Joplin volunteers lend an ear to tornado victims

JOPLIN (AP) — While thousands of volunteers have wielded hammers and heavy equipment to help Joplin physically recover from last year’s tornado, another corps has quietly worked to assist residents struggling with the disaster’s emotional toll.

Easily recognized by their distinctive, bright-blue shirts, dozens of members of the Healing Joplin program have fanned out to provide emotional first aid. As of last week, the trained listeners had spoken with more than 28,000 people, some in repeat visits, since a month after the May 2011 tornado that destroyed thousands of buildings and left 161 people dead, The Joplin Globe reported.

“I was at Taco Bell on Range Line, and a guy came up to me and said, ‘I need to talk to you,’” said Tom Tiegreen, a retiree who became involved through his church. “I was wearing the shirt, and he knew what it represented.”

Healing Joplin operates through Freeman Health System’s Ozark Center and has been funded with a $3.8 grant from the Federal Emergency Management Agency and the Missouri Department of Mental Health. The funding expires at the end of June, but organizers have applied for additional aid that would keep the program operating until September.

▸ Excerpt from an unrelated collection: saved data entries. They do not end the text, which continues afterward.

PR #197, opened 2025-09-16
move log stuff here

zachwaffle4:
i also made it less ugly !


zachwaffle4:
> (also, my Kotlin RR log parser doesn't support logs v1 or arrays)
mine does :>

Deborah Fitzgerald, the program’s director, described the workers as “trained listeners” who can also connect people with needed community resources. The volunteers — men and women ages 20 to 68 — have knocked on thousands of doors and visited homeless shelters, aid distribution points, nursing homes, day care centers, businesses, service agencies and first responders. They have done crisis debriefing for agencies, hospitals, schools, churches and the Joplin Housing Authority.

One of their tools is a worksheet that helps break down the emotions that accompany overwhelming loss into step-by-step actions.

“We also helped normalize emotions, to help them see that they were having normal responses, and sometimes you can just see them breathe a sigh of relief. It’s like, ‘I’m not the only one who’s feeling this way,’” said Teri Nunnally, a Healing Joplin crisis worker who signed up after surviving the tornado while on duty at St. John’s Regional Medical Center.

Andrea Holseth has seen how the volunteers can help expose and ease post-disaster anxiety. Her family survived the tornado in their bathroom, and emerged to find their house, their car, the homes of their grandparents and Joplin High School in ruins.

Her 16-year-old son, Gavin Williamson, coped well until he saw the school and its baseball field, Holseth said.

“It was heartbreaking,” Holseth said. “He lost everything he knew.”

As he started his sophomore year last fall, his mother said, Gavin’s grades began to slip and he became loud and angry, refusing to discuss the tornado.

In October, two women in bright blue shirts came to the family’s rental house.

“I knew it was Healing Joplin,” Holseth said. “I shoved him out the door to talk with them and said, ‘I’ll be in here. You go talk.’”

In the nonthreatening atmosphere of the front porch, Gavin opened up to volunteers Stephanie Jordon and Tracy Eck. They made repeat visits and now are considered family friends.

“When you’re working through your own emotions, you don’t know how to fix someone else’s emotions,” Holseth said. “You have an entire family you have to be strong for.”